Exercise instructions - Take the material below from its first line through the line containing "atop that change." and, please, write those lines again exactly.

Supplied information -
PR #878, opened 2018-05-10
[gbc] Treat Haskell warnigns as errors

chwarr:


chwarr:
This needs to be merged after https://github.com/Microsoft/bond/pull/877, as it builds atop that change.
I've verified that without the change in https://github.com/Microsoft/bond/pull/877, the Haskell build would have failed with the addition of `-Werror`

PR #879, opened 2018-05-10
[gbc c++] Generate allocator_type

ara-ayvazyan:


compiler/tests/generated/alias_with_allocator_types.h
```diff
@@ -21,6 +21,8 @@ namespace test
     
     struct foo
     {
+        using allocator_type = arena;
+
         std::list<bool, typename std::allocator_traits<arena>::template rebind_alloc<bool> > l;
```
ara-ayvazyan: We can now use `allocator_type` in all such places instead of using the original name (`arena` in this case). Let me know what you think.

CHANGELOG.md
```diff
@@ -41,6 +41,8 @@ different versioning scheme, following the Haskell community's
   `GetValueToNameMap`.
 * C++ codegen now applies the `--export-attribute` to the `ToString`,
   `FromString`, `ToEnum` and `FromEnum` functions.
+* C++ codegen now generates `allocator_type` typedef for a struct when `--allocator`
```
chwarr: Minor: "*an* `allocator_type` typedef for a struct when *the* `--allocator` *flag* is passed to `gbc`..."

compiler/src/Language/Bond/Codegen/Cpp/Types_h.hs
```diff
@@ -241,6 +224,10 @@ namespace std
             fieldInit Field {..} = optional (\x -> [lt|#{fieldName}(#{x})|])
                 $ initValue fieldType fieldDefault
 
+        allocatorType alloc = [lt|using allocator_type = #{alloc};
+
+        |]
```
chwarr: Minor: do we need the empty indentation of just the newlines? If just the newline, we can put the `|]` in the first column.

compiler/tests/generated/alias_with_allocator_types.h
chwarr: Seems cleaner to not repeat the name all over the place. It will churn the golden files more, but that's OK.

compiler/src/Language/Bond/Codegen/Cpp/Types_h.hs
ara-ayvazyan: We need indentation for the last line only.

compiler/tests/generated/alias_with_allocator_types.h
ara-ayvazyan: Will send a separate PR for that.

ara-ayvazyan: This won't work, since we need to use the original name for a generic base type of string/container (e.g. `struct Derived : Base<string>`).

PR #880, opened 2018-05-10
[gbc c++] Use allocator_type in generated code

ara-ayvazyan:


ara-ayvazyan:
This is made on top of the #879, so this needs to be merged after that.

ara-ayvazyan:
This won't work, since we need to use the original name for a generic base type of string/container (e.g. `struct Derived : Base<string>`).

PR #881, opened 2018-05-10
[c++] Cleanup allocator related traits

ara-ayvazyan:


cpp/inc/bond/core/nullable.h
```diff
@@ -21,6 +21,19 @@ namespace bond
 namespace detail
 {
 
+template<typename T, typename Enable = void> struct
+allocator_type
```
ara-ayvazyan: This will be removed in the future change.

cpp/inc/bond/core/stl_containers.h
```diff
@@ -230,12 +230,9 @@ use_map_allocator_for_keys
...
 template <typename T> struct
-use_map_allocator_for_keys
-<T, typename boost::enable_if<
-    std::is_same<typename std::allocator_traits<typename T::allocator_type>::template rebind_alloc<int>,
-    typename std::allocator_traits<typename element_type<T>::type::first_type::allocator_type>::template rebind_alloc<int> > >::type>
-    : std::integral_constant<bool,
-        !detail::is_default_allocator<typename T::allocator_type>::value> {};
+use_map_allocator_for_keys<T, typename boost::enable_if<
+    std::uses_allocator<typename element_type<T>::type::first_type, typename T::allocator_type> >::type>
+    : std::true_type {};
```
chwarr: It looks like with this change, we'll go down allocator paths even if the default allocator is being used. This shouldn't have an observable effect for correctly implemented collections, right?

ara-ayvazyan: Yes, it should not matter if specifically `std::allocator` was used, unless there is a bug in that code.

cpp/inc/bond/core/maybe.h
```diff
@@ -277,7 +287,7 @@ class maybe;
 /// \li operator!=(const detail::maybe_common&,const T&)
 /// \li operator!=(const T&,const detail::maybe_common&)
 template <typename T>
-class maybe<T, typename boost::disable_if<detail::has_allocator<T>>::type>
+class maybe<T, typename boost::disable_if<detail::has_allocator<T> >::type>
```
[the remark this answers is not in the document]
ara-ayvazyan: Not really, this is just an unintentional change due to editing.

PR #882, opened 2018-05-10
[c++ grpc] Simplify generated code of ClientCore

ara-ayvazyan:
This change reduces twice the number of generated functions in the `Client` by making the `grpc::ClientContext` parameter last one.


compiler/src/Language/Bond/Codegen/Cpp/Grpc_h.hs
```diff
@@ -270,50 +246,44 @@ inline #{className}::#{proxyName}<TThreadPool>::#{proxyName}(
 
         methodDecl Function{..} = [lt|#{template}template <typename TThreadPool>
 inline void #{className}::#{proxyName}<TThreadPool>::Async#{methodName}(
-    ::std::shared_ptr< ::grpc::ClientContext> context,
     #{voidParam (methodTypeToMaybe methodInput)}
-    const std::function<void(std::shared_ptr< ::bond::ext::gRPC::unary_call_result< #{payload (methodTypeToMaybe methodResult)}>>)>& cb)
+    const std::function<void(std::shared_ptr< ::bond::ext::gRPC::unary_call_result< #{payload (methodTypeToMaybe methodResult)}>>)>& cb,
```
lalo: missing ::std at two places

ara-ayvazyan: Intentionally did not update to avoid more changes.

PR #884, opened 2018-05-11
[c++ grpc] Use plain unary_call_result

ara-ayvazyan:
This change removes the unnecessary `std::shared_ptr` wrapper when passing `unary_call_result<Response>` to a client callback.

Built on top of #882.

### DIFF
--- a/CHANGELOG.md
+++ b/CHANGELOG.md
@@ -78,6 +78,8 @@ different versioning scheme, following the Haskell community's
 * **Breaking change** When using Bond-over-gRPC, the generated `ClientCore::Async*`
   functions now accept `std::shared_ptr<grpc::ClientContext>`
   as the last parameter instead of as the first.
+* **Breaking change** When using Bond-over-gRPC, the client callback now directly accepts
+  `bond::ext::gRPC::unary_call_result<Response>` (drops the `std::shared_ptr`).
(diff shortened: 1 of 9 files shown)


CHANGELOG.md
```diff
@@ -78,6 +78,8 @@ different versioning scheme, following the Haskell community's
 * **Breaking change** When using Bond-over-gRPC, the generated `ClientCore::Async*`
   functions now accept `std::shared_ptr<grpc::ClientContext>`
   as the last parameter instead of as the first.
+* **Breaking change** When using Bond-over-gRPC, the client callback now directly accepts
+  `bond::ext::gRPC::unary_call_result<Response>` (drops the `std::shared_ptr`).
```
chwarr: The changelog should also capture the change to `unary_call_result` to now have accessor functions instead of fields.

cpp/inc/bond/ext/grpc/client_callback.h
```diff
@@ -11,50 +11,56 @@
...
+            return _status;
+        }
+
+        const std::shared_ptr<grpc::ClientContext>& context() const BOND_NOEXCEPT
+        {
+            return _context;
+        }
+
+    private:
+        /// @brief The response received from the service.
```
chwarr: These comments should be on the new accessor methods instead of the now-private members.

PR #885, opened 2018-05-11
[c++ grpc] Simplify thread pool concept

ara-ayvazyan:
This change removes the unnecessary need for `TThreadPool` type parameter and instead uses a more simple runtime `std::function` to express a scheduler concept.

Built on top #884.


cpp/inc/bond/ext/grpc/thread_pool.h
```diff
@@ -62,7 +44,7 @@ class thread_pool : private boost::asio::io_service
     /// will be created.
     explicit
     thread_pool(size_t numThreads = USE_HARDWARE_CONC)
-        : _work(*this)
+        : _service{ std::make_shared<service>() }
```
chwarr: Let's split this into two ctor and get rid of the `USE_HARDWARE_CONC` constant completely.

chwarr: As we discussed, so we want to throw if `std::thread::hardware_concurrency()` returns 0?

compiler/src/Language/Bond/Codegen/Cpp/Grpc_h.hs
```diff
@@ -95,14 +95,13 @@ grpc_h export_attribute cpp file imports declarations = ("_grpc.h", [lt|
...
 
-    template <typename TThreadPool>
     class #{proxyName}
     {
     public:
         #{proxyName}(
             const std::shared_ptr< ::grpc::ChannelInterface>& channel,
             std::shared_ptr< ::bond::ext::gRPC::io_manager> ioManager,
-            std::shared_ptr<TThreadPool> threadPool);
+            const ::bond::ext::gRPC::Scheduler& scheduler = {});
```
ara-ayvazyan: Note the `= {}` part.

cpp/inc/bond/ext/grpc/thread_pool.h
```diff
@@ -28,87 +30,69 @@
...
-                const size_t recourseNumThreads = 2;
-                numThreads = recourseNumThreads;
-            }
+            throw InvalidThreadCount{};
         }
 
-        // Spin working threads.
-        for (size_t i = 0; i < numThreads; ++i)
+        auto& service = *_service;
+        for (unsigned long i = 0; i < numThreads; ++i)
```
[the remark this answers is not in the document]
ara-ayvazyan: This meant to be [signed] `long` for the [unlikely] counter overflow.

PR #889, opened 2018-05-13
[c++] Move capped_allocator to ext

ara-ayvazyan:


cpp/inc/bond/ext/capped_allocator.h
```diff
@@ -5,16 +5,16 @@
 
 #include <bond/core/config.h>
 
+#include <bond/core/detail/alloc.h>
```
lalo: minor: should be grouped with the other bond/

chwarr: It go after the final `#include "single_threaded_counter.h" and before the boost include, according to [our guidelines](https://github.com/Microsoft/bond/blob/master/cpp/CODING_GUIDELINES_CPP.md)

PR #888, opened 2018-05-13
 [c++ grpc] Add helper detail::client

ara-ayvazyan:
- Add helper `detail::client` to simplify the generated code.
- Deprecate `wait_callback` and generate additional client functions that return `std::future`.
- Rename `client_callback.h` to `unary_call_result.h`.

PR #891, opened 2018-05-13
 [c++ grpc] Make io_manager_tag non-copyable

ara-ayvazyan:
Built on top of #888.


ara-ayvazyan:
@chwarr, I've reverted the rest and merged with master.

PR #892, opened 2018-05-13
[c++ grpc] Remove unary_call_result::context

ara-ayvazyan:
Built on top of #888.


cpp/inc/bond/ext/grpc/unary_call_result.h
```diff
@@ -24,14 +23,9 @@ namespace bond { namespace ext { namespace gRPC {
         ///
         /// @param response The response.
         /// @param status The status.
-        /// @param context the context under which the request is being executed.
-        unary_call_result(
-            bonded<Response> response,
-            const grpc::Status& status,
-            std::shared_ptr<grpc::ClientContext> context)
```
chwarr: If we remove the context from here, then clients won't be able to get access to the server's metadata unless they explicitly create a context themselves.

cpp/inc/bond/ext/grpc/wait_callback.h
```diff
@@ -33,13 +33,11 @@ template <typename Response>
 class wait_callback final
 {
 public:
-    using arg_type = unary_call_result<Response>;
```
chwarr: Removing this is fine. Breaking change for the changelog, though.

ara-ayvazyan: Sent #899 for that and closing this one.

PR #893, opened 2018-05-14
[c++ grpc] Make call data nested structs

ara-ayvazyan:
Built on top of #891.


cpp/inc/bond/ext/grpc/unary_call.h
```diff
@@ -35,61 +28,36 @@ class shared_unary_call;
...
-template <typename TRequest, typename TResponse>
-class unary_call final : public detail::unary_call_base<TRequest, TResponse>
+template <typename Request, typename Response>
+class unary_call final : public detail::unary_call_base<Request, Response>
 {
-    using base_type = detail::unary_call_base<TRequest, TResponse>;
+    using base_type = typename unary_call::unary_call_base;
 
 public:
-    /// @brief The default constructor of unary_call is not callable: the
```
chwarr: Can we leave this documentation comment? It's become some what of a FAQ ("Why can't I default construct a `unary_call` instance?"), as move-only types aren't (yet) broadly familiar types. We can put it behind `BOND_DOXYGEN_ONLY`.

cpp/inc/bond/ext/grpc/unary_call.h
```diff
@@ -35,61 +28,36 @@ class shared_unary_call;
...
-    /// assignment.
     unary_call(unary_call&& other) = default;
-
-    /// @brief Assign to this unary_call by moving from another unary_call.
-    ///
-    /// The moved-from instance is valid only for destruction and
-    /// assignment.
     unary_call& operator=(unary_call&& rhs) = default;
 
+    using base_type::operator bool;
```
chwarr: I think this pattern was to get the documentation for the functions to render in the non-detail types instead of just in the base when running Doxygen. We should check if that does what we think it does. If not, `BOND_DOXYGEN_ONLY` or leave this line off.

cpp/inc/bond/ext/grpc/shared_unary_call.h
```diff
@@ -5,64 +5,52 @@
...
-/// the shared owners are destroyed, a generic internal server error is
-/// sent.
-template <typename Request, typename Response>
-class shared_unary_call final : public detail::unary_call_base<Request, Response>
+namespace bond { namespace ext { namespace gRPC
 {
-    using base_type = typename shared_unary_call::unary_call_base;
-
-public:
-    /// @brief Creates an empty shared_unary_call.
```
chwarr: `shared_unary_call` was intentionally designed to be default constructible so that is can be used in places where a default constructible object is wanted or needed. What do we need to do make it default constructible again?

Yes, something like `boost::optional<unary_call>` could be used here, but our users *explicitly asked* for default constructibility.

The motivating use case is as a data member of a struct that holds per-request state, but the data member needs to be created before the service dispatches to the business logic.

How about we make `unary_call` default constructible too?

PR #895, opened 2018-05-14
[c++ grpc] Use marshaling API

ara-ayvazyan:
Built on top of #888.


chwarr:
We'll need to figure out a way to make this change without affecting wire compatibility.

PR #941, opened 2018-07-15
[c++] Fix short-circuiting in ValidateTwoWay

rgardner:
Due to a typo in ValidateTwoWay, if Validate<Protocols>(s1, s2) returns
false, Validate<Protocols>(s2, s1) will be called unnecessarily. This
change enables short-circuiting to avoid the unnecessary right hand side
computation.

### DIFF
--- a/cpp/inc/bond/core/validate.h
+++ b/cpp/inc/bond/core/validate.h
@@ -83,7 +83,7 @@ inline bool Validate(const RuntimeSchema& src,
 template <typename Protocols = BuiltInProtocols, typename T1, typename T2>
 inline bool ValidateTwoWay(const T1& s1, const T2& s2)
 {
-    return Validate<Protocols>(s1, s2) & Validate<Protocols>(s2, s1);
+    return Validate<Protocols>(s1, s2) && Validate<Protocols>(s2, s1);
 }
 
 } // namespace bond


lalo:
Since some tests failed, this could be by design. Can you check which test cases fail and why?

rgardner:
Investigating, they're related to schema validation

rgardner:
These are the tests that are failing on both appveyor and travis:

```
/root/bond/cpp/test/core/validate_tests.cpp(146): error: in "Validation tests/0x20010000_Validate_tests": check (Check<type1, type1_upgrade_fields>(False, Error, Error)) has failed
/root/bond/cpp/test/core/validate_tests.cpp(147): error: in "Validation tests/0x20010000_Validate_tests": check (Check<type1, type1_removed_required_field>(False, Error, Error)) has failed
/root/bond/cpp/test/core/validate_tests.cpp(151): error: in "Validation tests/0x20010000_Validate_tests": check (Check<type4, type4_compatible>(False, Error, Error)) has failed
```

I think these caught a legitimate regression that would be introduced by this change. Take the first one for example: `Check<type1, type1_upgrade_fields>(False, Error, Error)`.

```cpp
struct type1
{
    1: required int16 field1;
    2: int32 field2;
};

struct type1_upgrade_fields
{
    1: required int32 field1;
    2: int64 field2;
};
```

type1_upgrade_fields can deserialize payload generated from type1, but type1 cannot deserialize payloads from type1_upgrade_fields (it would cause truncation). By short-circuiting, this function now returns false and no longer detects that type1 cannot deserialize type1_upgrade_fields. It does seem like the correct behavior is to call both Validate(s1, s2) and Validate(s2, s1).

@lalo, would you like me to document this behavior in `ValidateTwoWay`, split this out into separate lines, or just abandon the PR?

doc:

```
// It is necessary to call both Validate(s1, s2) and Validate(s2, s1), such as when promoting an
// integer field from a smaller size to a larger size. See type1 and type1_upgrade_fields
// in the validation unit tests.
```

separate lines:

```cpp
const bool forwardDeserializable = Validate<Protocols>(s1, s2);
const bool backwardDeserializable = Validate<Protocols>(s2, s1);
return forwardDeserializable && backwardDeserializable;
```

Also, when I run `make check` locally on Ubuntu (Windows Subsystem for Linux), I also don't see the validation test running, though the README suggests that that command should run all tests.

lalo:
Seems that the best course of action is to let it as is :+1: 

Thanks for your work and investigation.

rgardner:
Will do, thanks @lalo

PR #944, opened 2018-09-11
Avoid addressof(*p) when p doesn't alias an object

glenfe:
It is fine for `destroy`, but for `construct` is technically UB to use `addressof(*p)` as `p` does not reference an object that was constructed. See [P0653R2](http://www.open-std.org/jtc1/sc22/wg21/docs/papers/2017/p0653r2.html) and `std::to_address` in C++2a. This is existing practice in libc++ (`__to_raw_pointer`), libstdc++ (`__to_address`), and Boost (`boost::to_address` since Boost 1.67).

### DIFF
--- a/cpp/inc/bond/core/nullable.h
+++ b/cpp/inc/bond/core/nullable.h
@@ -44,6 +44,19 @@ use_value
         || is_wstring<T>::value
         || !std::is_class<T>::value> {};
 
+template<class T>
+BOND_CONSTEXPR inline T* to_address(T* ptr) BOND_NOEXCEPT
+{
+    return ptr;
+}
+
+template<class Ptr>
+inline typename std::pointer_traits<Ptr>::element_type*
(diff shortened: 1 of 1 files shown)


lalo:
Can you verify if the CI failures are related to the change?

glenfe:
They do not appear to be related. Those Appveyor entries that are failing appear to be failing before even compiling any of the C++ code.

lalo:
Seems like a cmake issue related to this https://cmake.org/cmake/help/git-stage/policy/CMP0074.html

Not caused by your change.

chwarr:
PR #952 is addressing the CMake build problems.

chwarr:
A re-build of this against the current master branch has passed:

* [AppVeyor](https://ci.appveyor.com/project/MicrosoftBond/bond/builds/21537049)
* [Travis](https://travis-ci.org/Microsoft/bond/builds/477609924)

Merging now.

PR #951, opened 2018-12-21
[C# Grpc] Support initializing a grpc service client with a CallInvoker instance.

### LINKED ISSUE #950: Generate Grpc Client with Constructor of setting CallInvoker
Currently, the generated client for Grpc doesn't have a way to set the CallInvoker, it is better to have this.
We are getting CallInvoker instead of Channel when applying client side interceptors to Channel.

YanlongLi:
New feature of Interceptor was added to grpc, and client side
interceptor relies on CallInvoker to work. 
Protobuf has already added the constructor for C#.

See
[L12-csharp-interceptors](https://github.com/grpc/proposal/blob/master/L12-csharp-interceptors.md)
and
[discussion](https://github.com/grpc/grpc/issues/11646#issuecomment-312799633).

Fix #950

### DIFF
--- a/CHANGELOG.md
+++ b/CHANGELOG.md
@@ -24,13 +24,11 @@ different versioning scheme, following the Haskell community's
 ### C# ###
 
 * Updated to gRPC v1.17.1.
-
-### C# ###
-
-* Add a constructor that accepts an `CallInvoker` instance to grpc service client
-  to support client side interceptor. [Issue #950](https://github.com/Microsoft/bond/issues/950).
-  See [L12-csharp-interceptors](https://github.com/grpc/proposal/blob/master/L12-csharp-interceptors.md)
-  and [discussion](https://github.com/grpc/grpc/issues/11646#issuecomment-312799633).
+* Add a constructor that accepts a `CallInvoker` instance to the generated
+  gRPC clients to support client-side interceptors. For more details about
+  C# interceptors, see the [proposal in the gRPC
+  project](https://github.com/grpc/proposal/blob/master/L12-csharp-interceptors.md).
+  [Issue #950](https://github.com/Microsoft/bond/issues/950)
 
 ## 8.0.1: 2018-06-29 ##
 * `gbc` & compiler library: 0.11.0.3
--- a/CHANGELOG.md
+++ b/CHANGELOG.md
@@ -17,6 +17,13 @@ different versioning scheme, following the Haskell community's
 * C++ version: TBD
 * C# NuGet version: TBD
 
+### C# ###
+
+* Add a constructor that accepts an `CallInvoker` instance to grpc service client
+  to support client side interceptor. [Issue #950](https://github.com/Microsoft/bond/issues/950).
+  See [L12-csharp-interceptors](https://github.com/grpc/proposal/blob/master/L12-csharp-interceptors.md)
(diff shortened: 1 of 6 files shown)


YanlongLi:
@ara-ayvazyan @lalo

chwarr:
Changes LGTM. Thanks!

However, the AppVeyor build is broken due to [changes introduced in CMake 3.12](https://cmake.org/cmake/help/latest/policy/CMP0074.html). These need to be addressed before this can be merged, as we cannot merge without a clean build.

I do not have the time to fix the AppVeyor build and I won't have time in the near future either. If you want to see this merged, it would help if you can--in a separate PR--fix the AppVeyor build as well. It looks like the fix is to rename a few CMake variables to not end with `_ROOT`.

YanlongLi:
> 
> 
> Changes LGTM. One minor thing: can you update the changelog to include this new C# functionality?
> 
> However, the AppVeyor build is broken due to [changes introduced in CMake 3.12](https://cmake.org/cmake/help/latest/policy/CMP0074.html). These need to be addressed before this can be merged, as we cannot merge without a clean build.
> 
> I do not have the time to fix the AppVeyor build and I won't have time in the near future either. If you want to see this merged, it would help if you can--in a separate PR--fix the AppVeyor build as well. It looks like the fix is to rename a few CMake variables to not end with `_ROOT`.

I can try to fix the AppVeyor build, though not quite familiar with the CMake stuff.

lalo:
Random question, have you checked that it works? The comment referenced on your commit says that only ```Some of the infrastructure is in place in the C# API```, what does this "some" entail?

chwarr:
> 
> 
> Random question, have you checked that it works? The comment referenced on your commit says that only `Some of the infrastructure is in place in the C# API`, what does this "some" entail?

Full interceptor support was added in v1.10.0. We've been using v1.17.0 in a project I'm currently working on, and interceptors via `CallInvoker` instances are working in all directions. Bond-over-gRPC already needs v1.12.0, so we're good here.

CHANGELOG.md
```diff
@@ -25,6 +25,13 @@ different versioning scheme, following the Haskell community's
 
 * Updated to gRPC v1.17.1.
 
+### C# ###
+
+* Add a constructor that accepts an `CallInvoker` instance to grpc service client
```
chwarr: Consider this phrasing:

```suggestion
* Add a constructor that accepts a `CallInvoker` instance to the generated
  gRPC clients to support client-side interceptors. For more details about
  C# interceptors, see the [proposal in the gRPC
  project](https://github.com/grpc/proposal/blob/master/L12-csharp-interceptors.md).
  [Issue #950](https://github.com/Microsoft/bond/issues/950)
```

CHANGELOG.md
```diff
@@ -25,6 +25,13 @@ different versioning scheme, following the Haskell community's
 
 * Updated to gRPC v1.17.1.
 
+### C# ###
```
chwarr: This C# section can be merged with the existing one and just have two bullets.

```suggestion
```

whisperingchild:
Hi, may I ask when this change will be released? Need it desperately. Thanks.

lalo:
@whisperingchild @YanlongLi a release has been cut you can get it from Nuget.org as usual. For example -> https://www.nuget.org/packages/Bond.CSharp/

whisperingchild:
@lalo Thanks very much.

Written solution -
PR #878, opened 2018-05-10
[gbc] Treat Haskell warnigns as errors

chwarr:


chwarr:
This needs to be merged after https://github.com/Microsoft/bond/pull/877, as it builds atop that change.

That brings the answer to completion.